After the recent Italian elections that saw a victory of conservative, populist and potentially antidemocratic powers, Italian novelist Sandro Veronesi wrote in La Stampa something that clearly opens up opportunities for design. He ascribes the current failure of progressive forces to having missed the promise of happiness. What he argues is that the political discourse is still hinged on outdated industrial paradigms: politics has failed to detach itself from the old and unfit idea that work produces wealth and therefore workers need to be protected as if they were clients.
From a design perspective, Veronesi’s analysis inspires immense opportunities for cultural and creative forces to support a transition from a production and consumption-based paradigm to a value-creating paradigm, where value is not just financial. While neoliberal and conservative powers have focused on how to “share the cake”, progressive forces, suggests Veronesi, “should think about how to make the cake. So, the topics to tackle should not concern work in a traditional sense, but rather address the fact that we will be less rich, we will have to consume less, and that consuming less does not mean being poorer. Happiness is a good means of compensation.”

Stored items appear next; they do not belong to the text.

Issue #9622, opened 2024-01-29
TypeScript types are generated with unsafe types because strictNullChecks is false


gauthierm:
**What you were expecting:**

With this code the type of `record` should be `MyRecord | undefined`:

```ts
const record = useRecordContext<MyRecord>();
```

**What happened instead:**

The type of `record` is `MyRecord`.

**Steps to reproduce:**

1. Install react-admin in a TypeScript project
2. Write some code that uses useRecordContext
3. Use the record without checking for undefined because the return type says it cannot be undefined
4. Get a runtime error.

**Other information:**

This issue is caused by the `tsconfig.json` in the base react-admin project not using strict mode, specifically `strictNullChecks`. This means TypeScript will coalesce a type like `RaRecord | undefined` into `RaRecord`. See https://www.typescriptlang.org/tsconfig#strictNullChecks

A previous bug was recorded https://github.com/marmelab/react-admin/issues/7588 and fixed in PR https://github.com/marmelab/react-admin/pull/7498. The fix is correct if strictNullChecks is used, but because TypeScript is not configured to consider undefined, the fix doesn't actually do anything.

To confirm this, you can check the build output in either the esm or cjs folders. The `| undefined` is omitted from the generated types.

**Environment**

* React-admin version: 4.16.7
* Last version that did not exhibit the issue (if applicable): n/a
* React version: 18.x
* Browser: n/a
* Stack trace (in case of a JS error): n/a

fzaninotto:
Hi, and thanks for your report. 

We're well aware of the limitations caused by `structNullChecks=false` in the quality of types. We have it on our radar, but the benefit / cost ratio of this task is low, so it's not a priority for us. Fixing it is non-trivial, as we have to make `ra-core` compilable with `strict?NullChecks=true`. Previous attempts (#8141) lead to a dead end.

You're welcome to contribute small PRs fixing types of individual hooks & components for strict null checks. 

I'm closing this issue as it's a long-term goal.

gauthierm:
Thanks for letting us know it's a long term goal. It's not possible to fix the issue with the hooks until strictNullChecks is enabled. It's currently not possible to use the generated types safely in projects.

gauthierm:
@fzaninotto What sort of approach would be required to get strictNullChecks enabled? It looks like someone tried to help you with it in #8141, but because the scope of the change was too big the PR was closed.

I'm not sure how you could partially add strict null checks to make for a smaller PR that would be accepted.

[...]

PR #9743, opened 2024-03-25
[TypeScript] Make types more strict in ra-core, part II

fzaninotto:
With strictNullChecks turned on, this PR reduces TS compilation errors on ra-core from 180 to 60 (-67%)

Refs #9622

## Page Contexts Are Now Types Instead of Interfaces

The return type of page controllers is now a type. If you were using an interface extending one of:

- `ListControllerResult`,
- `InfiniteListControllerResult`,
- `EditControllerResult`,
- `ShowControllerResult`, or
- `CreateControllerResult`,

you'll have to change it to a type:

```diff
import { ListControllerResult } from 'react-admin';

-interface MyListControllerResult extends ListControllerResult {
+type MyListControllerResult = ListControllerResult & {
    customProp: string;
};
```

## TypeScript: Stronger Types For Page Contexts

The return type of page context hooks is now smarter. This concerns the following hooks:

- `useListContext`,
- `useEditContext`,
- `useShowContext`, and
- `useCreateContext`

Depending on the fetch status of the data, the type of the `data`, `error`, and `isPending` properties will be more precise:

- Loading: `{ data: undefined, error: undefined, isPending: true }`
- Success: `{ data: <Data>, error: undefined, isPending: false }`
- Error: `{ data: undefined, error: <Error>, isPending: false }`
- Error After Refetch: `{ data: <Data>, error: <Error>, isPending: false }`

This means that TypeScript may complain if you use the `data` property without checking if it's defined first. You'll have to update your code to handle the different states:

```diff
const MyCustomList = () => {
    const { data, error, isPending } = useListContext();
    if (isPending) return <Loading />;
+   if (error) return <Error />;
    return (
        <ul>
            {data.map(record => (
                <li key={record.id}>{record.name}</li>
            ))}
        </ul>
    );
};
```

Besides, these hooks will now throw an error when called outside of a page context. This means that you can't use them in a custom component that is not a child of a `<List>`, `<ListBase>`, `<Edit>`, `<EditBase>`, `<Show>`, `<ShowBase>`, `<Create>`, or `<CreateBase>` component.

### DIFF
--- a/packages/ra-core/src/controller/edit/useEditController.ts
+++ b/packages/ra-core/src/controller/edit/useEditController.ts
@@ -240,7 +240,6 @@ export const useEditController = <
         ]
     );
 
-    // @ts-ignore FIXME cannot find another way to fix this error: "Types of property 'isPending' are incompatible: Type 'boolean' is not assignable to type 'false'."
     return {
         defaultTitle,
         error,
@@ -256,7 +255,7 @@ export const useEditController = <
         save,
         saving,
         unregisterMutationMiddleware,
-    };
+    } as EditControllerResult<RecordType>;
 };
 
 const DefaultRedirect = 'list';
--- a/packages/ra-core/src/controller/edit/useEditController.ts
+++ b/packages/ra-core/src/controller/edit/useEditController.ts
@@ -240,6 +240,7 @@ export const useEditController = <
         ]
     );
 
+    // @ts-ignore FIXME cannot find another way to fix this error: "Types of property 'isPending' are incompatible: Type 'boolean' is not assignable to type 'false'."
     return {
         defaultTitle,
         error,
@@ -258,6 +259,8 @@ export const useEditController = <
     };
 };
 
+const DefaultRedirect = 'list';
+
 export interface EditControllerProps<
     RecordType extends RaRecord = any,
     ErrorType = Error
@@ -273,20 +276,47 @@ export interface EditControllerProps<
     [key: string]: any;
 }
 
-export interface EditControllerResult<RecordType extends RaRecord = any>
+export interface EditControllerBaseResult<RecordType extends RaRecord = any>
     extends SaveContextValue<RecordType> {
-    // Necessary for actions (EditActions) which expect a data prop containing the record
-    // @deprecated - to be removed in 4.0d
-    data?: RecordType;
-    error?: any;
     defaultTitle?: string;
     isFetching: boolean;
     isLoading: boolean;
-    isPending: boolean;
-    record?: RecordType;
     refetch: UseGetOneHookValue<RecordType>['refetch'];
     redirect: RedirectionSideEffect;
     resource: string;
 }
 
-const DefaultRedirect = 'list';
+interface EditControllerLoadingResult<RecordType extends RaRecord = any>
+    extends EditControllerBaseResult<RecordType> {
+    record: undefined;
+    error: null;
+    isPending: true;
+}
+interface EditControllerLoadingErrorResult<
+    RecordType extends RaRecord = any,
+    TError = Error
+> extends EditControllerBaseResult<RecordType> {
+    record: undefined;
+    error: TError;
+    isPending: false;
+}
+interface EditControllerRefetchErrorResult<
+    RecordType extends RaRecord = any,
+    TError = Error
+> extends EditControllerBaseResult<RecordType> {
+    record: RecordType;
+    error: TError;
+    isPending: false;
+}
+interface EditControllerSuccessResult<RecordType extends RaRecord = any>
+    extends EditControllerBaseResult<RecordType> {
+    record: RecordType;
+    error: null;
+    isPending: false;
+}
+
+export type EditControllerResult<RecordType extends RaRecord = any> =
+    | EditControllerLoadingResult<RecordType>
+    | EditControllerLoadingErrorResult<RecordType>
+    | EditControllerRefetchErrorResult<RecordType>
+    | EditControllerSuccessResult<RecordType>;
--- a/packages/ra-core/src/controller/edit/useEditController.ts
+++ b/packages/ra-core/src/controller/edit/useEditController.ts
@@ -285,13 +285,13 @@ export interface EditControllerBaseResult<RecordType extends RaRecord = any>
     resource: string;
 }
 
-interface EditControllerLoadingResult<RecordType extends RaRecord = any>
+export interface EditControllerLoadingResult<RecordType extends RaRecord = any>
     extends EditControllerBaseResult<RecordType> {
     record: undefined;
     error: null;
     isPending: true;
 }
-interface EditControllerLoadingErrorResult<
+export interface EditControllerLoadingErrorResult<
     RecordType extends RaRecord = any,
     TError = Error
 > extends EditControllerBaseResult<RecordType> {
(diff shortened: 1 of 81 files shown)


packages/ra-core/src/controller/edit/useEditController.ts
```diff
@@ -259,20 +276,47 @@ export interface EditControllerProps<
     [key: string]: any;
 }
 
-export interface EditControllerResult<RecordType extends RaRecord = any>
+export interface EditControllerBaseResult<RecordType extends RaRecord = any>
     extends SaveContextValue<RecordType> {
-    // Necessary for actions (EditActions) which expect a data prop containing the record
-    // @deprecated - to be removed in 4.0d
-    data?: RecordType;
```
fzaninotto, line 266: breaking change

packages/ra-core/src/controller/edit/useEditController.ts
```diff
@@ -259,20 +276,47 @@ export interface EditControllerProps<
...
+    isPending: false;
+}
+interface EditControllerSuccessResult<RecordType extends RaRecord = any>
+    extends EditControllerBaseResult<RecordType> {
+    record: RecordType;
+    error: null;
+    isPending: false;
+}
+
+export type EditControllerResult<RecordType extends RaRecord = any> =
```
fzaninotto, line 318: breaking change - this is now a type and not an interface

packages/ra-core/src/controller/list/useInfiniteListController.ts
```diff
@@ -222,8 +223,9 @@ export interface InfiniteListControllerProps<
     storeKey?: string | false;
 }
 
-export interface InfiniteListControllerResult<RecordType extends RaRecord = any>
-    extends ListControllerResult<RecordType> {
+export type InfiniteListControllerResult<
```
fzaninotto, line 226: breaking change - this is now a type instead of an interface

packages/ra-core/src/controller/list/useListController.ts
```diff
@@ -478,3 +444,73 @@ export const sanitizeListRestProps = props =>
...
+}
+interface ListControllerSuccessResult<RecordType extends RaRecord = any>
+    extends ListControllerBaseResult<RecordType> {
+    data: RecordType[];
+    total: number;
+    error: null;
+    isPending: false;
+}
+
+export type ListControllerResult<RecordType extends RaRecord = any> =
```
fzaninotto, line 512: breaking change - this is now a type instead of an interface

packages/ra-core/src/controller/show/useShowController.ts
```diff
@@ -125,16 +136,46 @@ export interface ShowControllerProps<RecordType extends RaRecord = any> {
     resource?: string;
 }
 
-export interface ShowControllerResult<RecordType extends RaRecord = any> {
-    defaultTitle: string;
-    // Necessary for actions (EditActions) which expect a data prop containing the record
-    // @deprecated - to be removed in 4.0d
-    data?: RecordType;
```
fzaninotto, line 132: breaking change

packages/ra-core/src/controller/show/useShowController.ts
```diff
@@ -125,16 +136,46 @@ export interface ShowControllerProps<RecordType extends RaRecord = any> {
...
+    isPending: false;
+}
+interface ShowControllerSuccessResult<RecordType extends RaRecord = any>
+    extends ShowControllerBaseResult<RecordType> {
+    record: RecordType;
+    error: null;
+    isPending: false;
+}
+
+export type ShowControllerResult<RecordType extends RaRecord = any> =
```
fzaninotto, line 177: breaking change - this is now a type instead of an interface

packages/ra-ui-materialui/src/field/ReferenceManyField.tsx
```diff
@@ -156,14 +156,13 @@ export const ReferenceManyFieldView: FC<ReferenceManyFieldViewProps> = props =>
...
 
-export interface ReferenceManyFieldViewProps
-    extends Omit<
-            ReferenceManyFieldProps,
-            'resource' | 'page' | 'perPage' | 'sort'
-        >,
-        ListControllerResult {
-    children: ReactElement;
-}
+export type ReferenceManyFieldViewProps = Omit<
```
fzaninotto, line 159: breaking change - this is now a type instead of an interface

packages/ra-core/src/controller/list/ListContext.tsx
```diff
@@ -52,33 +52,6 @@ import { ListControllerResult } from './useListController';
...
-    resource: null,
-    selectedIds: undefined,
-    setFilters: null,
-    setPage: null,
-    setPerPage: null,
-    setSort: null,
-    showFilter: null,
-    total: null,
-});
+export const ListContext = createContext<ListControllerResult | null>(null);
```
fzaninotto, line 55: Having a default value would force choosing between the pending/error/success case, which doesn't make sense e.g. when using `<Datagrid>` outside of  a `ListContext` but with a `data` prop. 

On the other hand, using a `null` default value should mean that `useListContext` returns `ListControllerResult | null`, but for some reason the typeScript inference sees the return value as `ListControllerResult `, even without return type annotation. 

This is convenient, because the alternative is to turn the return type of `useListContext` as `Partial< ListControllerResult>`, which loses in the process the union between loading/error/success types. Or we could have two hooks:

- one that throws if there is no context, but always returns a `ListControllerResult`
- the other that doesn't throw but returns a `Partial< ListControllerResult>`, forcing a lot more runtime checks. 

Having two hooks seems too complex, so let's keep the code as is for now.

fzaninotto: There aren't many components that actually need the prop fallback: Datagrid, SingleFieldList, and SimpleList. I ended up making a second hook especially for these ones. This allows me to throw an error whenever a `useXXXController` hook is invoked outside of a `XXXContext`, and ensure that the types are correct when reading the context with these hooks.

packages/ra-ui-materialui/src/list/BulkActionsToolbar.tsx
```diff
@@ -24,7 +19,7 @@ export const BulkActionsToolbar = (props: BulkActionsToolbarProps) => {
         className,
         ...rest
     } = props;
-    const { selectedIds = [], onUnselectItems } = useListContext(props);
+    const { selectedIds = [], onUnselectItems } = useListContext();
```
fzaninotto, line 22: Note that a standalone `<Datagrid>` with `bulkActionToolbars` not set to `false` will now fail loudly, wit han exception from `useListContext`. But it's better than before, because `<Datagrid>` only used to pass the `selectedIds` to the `BulkActionToolbar`, which didn't let the user select or unselect rows. I modified the doc to make it obvious that if you want bulk actions with a standalone Datagrid, you'll have to provide a context using `useList`.

fzaninotto:
Switching to RFR

packages/ra-ui-materialui/src/button/BulkDeleteWithConfirmButton.tsx
```diff
@@ -37,7 +37,7 @@ export const BulkDeleteWithConfirmButton = (
         ...rest
     } = props;
     const { meta: mutationMeta, ...otherMutationOptions } = mutationOptions;
-    const { selectedIds, onUnselectItems } = useListContext(props);
+    const { selectedIds, onUnselectItems } = useListContext();
```
djhi, line 40: Shouldn't it call `useListContextWithProps`? It seems we loose the ability to override through props as before. Same for all the other UI components

fzaninotto: you're right, but I don't see any use case for overriding the selectedIds on this one.

djhi (approved):
:muscle:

Design can be a driver in this transition; it requires an openness to uncertainty and the courage of brave experimentation. Design-infused processes fuelled by the imaginative power of the cultural and creative sector can create new practices in the tension between heritage and plausible, desirable futures. Design can tackle how to make our lives meaningful through reciprocal care, mutual noticing, the ability of making kin, and taking response-ability. It can support us in creating beauty together, it can enhance how we relate, respect, and regenerate other lives on the planet.

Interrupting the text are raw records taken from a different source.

PR #9748, opened 2024-03-28
Add queryOptions support for ReferenceManyField

### LINKED ISSUE #9669: Add a meta prop to react-admin reference components

erwanMarmelab:
## Problem
`<ReferenceManyField>` does not support `queryOptions`

## Solution
Add `queryOptions` support for `<ReferenceManyField>` and  `useReferenceArrayFieldController`

Closes #9669

### DIFF
--- a/CHANGELOG.md
+++ b/CHANGELOG.md
@@ -1,5 +1,20 @@
 # Changelog
 
+## v4.16.13
+
+* Fix `<AutocompleteInput createLabel>` ([#9712](https://github.com/marmelab/react-admin/pull/9712)) ([fzaninotto](https://github.com/fzaninotto))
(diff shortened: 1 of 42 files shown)


fzaninotto:
This should be PRed against `next` as it's a new feature.

PR #9751, opened 2024-03-29
Add support of variant prop for FilterButton

adguernier:
This PR attempts to add MUI `variant` support for `<FilterButton>`

### DIFF
--- a/packages/ra-ui-materialui/src/list/filter/FilterButton.stories.tsx
+++ b/packages/ra-ui-materialui/src/list/filter/FilterButton.stories.tsx
@@ -372,3 +372,45 @@ export const WithAutoCompleteArrayInput = (args: {
         </MemoryRouter>
     );
 };
+
+export const WithMuiButtonProps = () => {
+    const postFilters: React.ReactElement[] = [
+        <TextInput
+            label="Title"
+            source="title"
+            defaultValue="Accusantium qui nihil voluptatum quia voluptas maxime ab similique"
+        />,
+    ];
+    return (
+        <MemoryRouter>
+            <Admin
+                dataProvider={fakerestDataProvider(data)}
+                store={memoryStore()}
+            >
+                <Resource
+                    name="posts"
+                    list={
+                        <ListBase>
+                            <TopToolbar>
+                                <>
+                                    <FilterForm filters={postFilters} />
+                                    <FilterButton
+                                        filters={postFilters}
+                                        variant="outlined"
+                                        size="small"
+                                    />
+                                </>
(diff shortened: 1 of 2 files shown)


packages/ra-ui-materialui/src/list/filter/FilterButton.stories.tsx
```diff
@@ -372,3 +372,45 @@ export const WithAutoCompleteArrayInput = (args: {
         </MemoryRouter>
     );
 };
+
+export const WithMuiButtonProps = () => {
```
erwanMarmelab, line 376: **suggestion:** ‏Could  it be interesting to have 2 stories to show it: `size` and `variant`?

adguernier: Done

packages/ra-ui-materialui/src/list/filter/FilterButton.stories.tsx
```diff
@@ -179,17 +182,25 @@ const ListToolbar = (props: {
...
-            <TextField source="id" />
-            <TextField source="title" />
-            <TextField source="body" />
-        </Datagrid>
-        <Pagination />
-    </ListBase>
-);
+    buttonProps?: FilterButtonProps;
+}) => {
+    console.log('buttonPropssss', { ...props.buttonProps });
```
erwanMarmelab, line 187: console.log spotted

packages/ra-ui-materialui/src/list/filter/FilterButton.stories.tsx
```diff
@@ -372,3 +383,65 @@ export const WithAutoCompleteArrayInput = (args: {
         </MemoryRouter>
     );
 };
+
+export const WithButtonVariant = () => {
```
erwanMarmelab, line 387: **polish:** ‏May we name it as the prop name

```suggestion
export const Variant = () => {
```

packages/ra-ui-materialui/src/list/filter/FilterButton.stories.tsx
```diff
@@ -372,3 +383,65 @@ export const WithAutoCompleteArrayInput = (args: {
...
+                            }}
+                        />
+                    }
+                />
+            </Admin>
+        </MemoryRouter>
+    );
+};
+
+export const WithButtonSize = () => {
```
erwanMarmelab, line 418: **polish:** ‏May we name it as the prop name

```suggestion
export const Size = () => {
```

fzaninotto (approved):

To make this happen, new competences, especially skills and attitudes, need to mature, to ensure that explorative prototyping practices are embedded in innovation processes at the cross-section of multiple societal sectors. There is an increasing general awareness regarding the need for these competences. This is becoming apparent through the emergence of initiatives like the new European Knowledge and Innovation Community, EIT Culture and Creativity, or the New European Bauhaus movement. A design-infused ecology that deals with the topic of cross-sectoral integration through creativity has also been formed, named d.centre|EU. This initiative was initiated by RISE, the Swedish Research Institute and the Eindhoven University of Technology, but a number of European partners already gravitate around it to train their systemic sensitivity and integrate different perspectives on how to contribute to societal change.

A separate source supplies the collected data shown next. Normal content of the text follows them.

PR #9752, opened 2024-04-02
Fix JS docs (@typedef)

erwanMarmelab:
We have many components that have @typedef and @prop in their documentation.

They should only use param

Example

```
  * @typedef Props
  * @property {Object} record: The current resource record
```

To:

```
  * @param {Object} props
  * @param {Object} props.record The current resource record
```

### DIFF
--- a/packages/ra-core/src/controller/create/useCreateContext.tsx
+++ b/packages/ra-core/src/controller/create/useCreateContext.tsx
@@ -15,7 +15,7 @@ import { CreateControllerResult } from './useCreateController';
  *
  * The given props will take precedence over context values.
  *
- * @typedef {Object} CreateControllerProps
+ * @param {Object} CreateControllerProps
  *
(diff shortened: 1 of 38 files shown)


fzaninotto:
I don't agree. The second definition means the function has 2 params, which is wrong.  What needs to be done is to set the param to the defined type, e.g. 

```
  * @typedef Props
  * @property {Object} record: The current resource record
  *
  * @param {Props} 
```

fzaninotto:
What we actually need to do is to move the `@param` JSDoc annotations to the TypeScript Prop types definitions, as in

The interest that these initiatives generate shows there is an urgency among creative pathfinders of change across Europe to form communities of practice and transdisciplinary learning ecosystems that look into what kinds of frameworks, approaches, evaluation methods and vocabulary are needed to embed artistic, creative practices in existing systems and to transform these practices towards a horizon of collective, multispecies thriving.